PR #358, opened 2025-06-04
test(shopping-lists): B2BCAT-38 headless controller tests for sls

bc-victor:
Jira: [B2BCAT-38](https://bigcommercecloud.atlassian.net/browse/B2BCAT-38)

## What/Why?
- - -
→ **Instructions for the task**
All of the data must be set down again exactly.

→ **Completed task**
PR #358, opened 2025-06-04
test(shopping-lists): B2BCAT-38 headless controller tests for sls

bc-victor:
Jira: [B2BCAT-38](https://bigcommercecloud.atlassian.net/browse/B2BCAT-38)

## What/Why?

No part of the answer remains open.